◆ Task to carry out
All lines holding the word "language" should be located in the records and copied.

(Stored data)
'''

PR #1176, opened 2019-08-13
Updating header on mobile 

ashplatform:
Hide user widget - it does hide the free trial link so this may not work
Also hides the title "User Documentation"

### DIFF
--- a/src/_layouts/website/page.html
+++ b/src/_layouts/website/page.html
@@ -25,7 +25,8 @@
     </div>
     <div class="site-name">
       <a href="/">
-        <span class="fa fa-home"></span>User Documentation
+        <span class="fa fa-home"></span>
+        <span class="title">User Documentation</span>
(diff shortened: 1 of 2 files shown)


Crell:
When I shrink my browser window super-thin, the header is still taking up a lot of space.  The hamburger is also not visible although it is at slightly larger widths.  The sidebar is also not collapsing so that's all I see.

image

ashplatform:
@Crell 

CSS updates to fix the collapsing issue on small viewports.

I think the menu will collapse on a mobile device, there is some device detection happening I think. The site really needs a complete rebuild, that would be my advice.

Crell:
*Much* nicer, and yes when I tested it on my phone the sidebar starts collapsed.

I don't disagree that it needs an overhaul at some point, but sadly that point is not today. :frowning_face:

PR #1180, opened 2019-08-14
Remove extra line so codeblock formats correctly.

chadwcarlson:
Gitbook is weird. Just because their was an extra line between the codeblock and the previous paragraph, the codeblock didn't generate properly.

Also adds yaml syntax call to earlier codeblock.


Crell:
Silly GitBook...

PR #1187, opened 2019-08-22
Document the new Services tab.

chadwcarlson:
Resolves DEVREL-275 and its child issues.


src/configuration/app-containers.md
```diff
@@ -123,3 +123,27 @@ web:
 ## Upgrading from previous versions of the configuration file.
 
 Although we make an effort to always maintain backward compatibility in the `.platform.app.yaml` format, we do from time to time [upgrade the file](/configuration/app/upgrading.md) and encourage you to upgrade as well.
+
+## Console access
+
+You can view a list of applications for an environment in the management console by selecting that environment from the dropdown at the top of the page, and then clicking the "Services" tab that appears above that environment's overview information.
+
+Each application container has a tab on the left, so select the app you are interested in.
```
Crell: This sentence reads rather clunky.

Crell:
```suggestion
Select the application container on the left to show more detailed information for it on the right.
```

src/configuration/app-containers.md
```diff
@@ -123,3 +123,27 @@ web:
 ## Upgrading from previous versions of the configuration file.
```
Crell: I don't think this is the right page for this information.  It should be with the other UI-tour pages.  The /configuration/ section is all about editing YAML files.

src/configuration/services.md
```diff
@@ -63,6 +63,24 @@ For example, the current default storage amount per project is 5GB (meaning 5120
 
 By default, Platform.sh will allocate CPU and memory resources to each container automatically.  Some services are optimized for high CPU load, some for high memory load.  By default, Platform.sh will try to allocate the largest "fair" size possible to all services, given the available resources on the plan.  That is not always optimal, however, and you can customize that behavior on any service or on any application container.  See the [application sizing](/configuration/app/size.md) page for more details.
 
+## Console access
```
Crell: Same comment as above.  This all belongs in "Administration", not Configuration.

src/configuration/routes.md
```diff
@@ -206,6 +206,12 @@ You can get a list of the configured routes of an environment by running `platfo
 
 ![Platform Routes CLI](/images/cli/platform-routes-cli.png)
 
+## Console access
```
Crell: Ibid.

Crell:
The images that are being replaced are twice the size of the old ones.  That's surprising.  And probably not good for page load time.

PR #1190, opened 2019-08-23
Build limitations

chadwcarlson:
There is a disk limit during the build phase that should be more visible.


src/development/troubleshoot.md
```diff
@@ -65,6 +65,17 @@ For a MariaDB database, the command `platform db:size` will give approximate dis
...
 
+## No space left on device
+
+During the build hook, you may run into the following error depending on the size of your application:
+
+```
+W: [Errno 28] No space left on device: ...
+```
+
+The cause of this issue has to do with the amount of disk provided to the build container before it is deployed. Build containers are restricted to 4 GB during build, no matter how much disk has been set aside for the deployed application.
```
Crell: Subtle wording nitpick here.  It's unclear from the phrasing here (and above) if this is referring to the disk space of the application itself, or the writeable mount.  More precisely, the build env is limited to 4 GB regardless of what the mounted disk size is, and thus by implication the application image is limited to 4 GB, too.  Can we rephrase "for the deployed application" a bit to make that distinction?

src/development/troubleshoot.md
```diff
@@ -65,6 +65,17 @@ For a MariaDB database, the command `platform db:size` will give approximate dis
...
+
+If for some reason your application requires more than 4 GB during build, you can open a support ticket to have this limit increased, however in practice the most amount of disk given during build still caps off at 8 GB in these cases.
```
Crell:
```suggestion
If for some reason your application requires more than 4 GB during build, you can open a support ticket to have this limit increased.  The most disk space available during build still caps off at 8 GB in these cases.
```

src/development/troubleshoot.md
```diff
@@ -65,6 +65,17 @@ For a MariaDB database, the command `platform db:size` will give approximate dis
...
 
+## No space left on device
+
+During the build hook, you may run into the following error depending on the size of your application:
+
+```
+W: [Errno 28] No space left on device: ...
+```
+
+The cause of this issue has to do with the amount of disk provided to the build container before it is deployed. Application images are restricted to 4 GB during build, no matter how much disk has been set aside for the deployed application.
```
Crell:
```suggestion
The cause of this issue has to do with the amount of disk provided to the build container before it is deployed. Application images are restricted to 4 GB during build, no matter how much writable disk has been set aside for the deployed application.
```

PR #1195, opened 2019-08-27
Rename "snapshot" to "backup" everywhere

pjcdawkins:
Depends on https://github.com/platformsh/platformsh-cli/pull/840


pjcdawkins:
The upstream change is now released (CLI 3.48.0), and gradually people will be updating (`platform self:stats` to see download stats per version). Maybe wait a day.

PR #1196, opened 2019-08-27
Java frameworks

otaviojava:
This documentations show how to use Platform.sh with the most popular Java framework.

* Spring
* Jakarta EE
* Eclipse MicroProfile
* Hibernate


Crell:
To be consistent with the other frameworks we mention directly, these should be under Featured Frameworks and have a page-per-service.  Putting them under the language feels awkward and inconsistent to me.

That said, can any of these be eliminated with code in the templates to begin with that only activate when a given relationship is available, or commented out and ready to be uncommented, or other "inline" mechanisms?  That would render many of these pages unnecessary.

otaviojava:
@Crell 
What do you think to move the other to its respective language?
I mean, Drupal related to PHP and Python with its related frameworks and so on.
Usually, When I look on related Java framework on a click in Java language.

'''

◆ Output for this task
To be consistent with the other frameworks we mention directly, these should be under Featured Frameworks and have a page-per-service.  Putting them under the language feels awkward and inconsistent to me.
What do you think to move the other to its respective language?
Usually, When I look on related Java framework on a click in Java language.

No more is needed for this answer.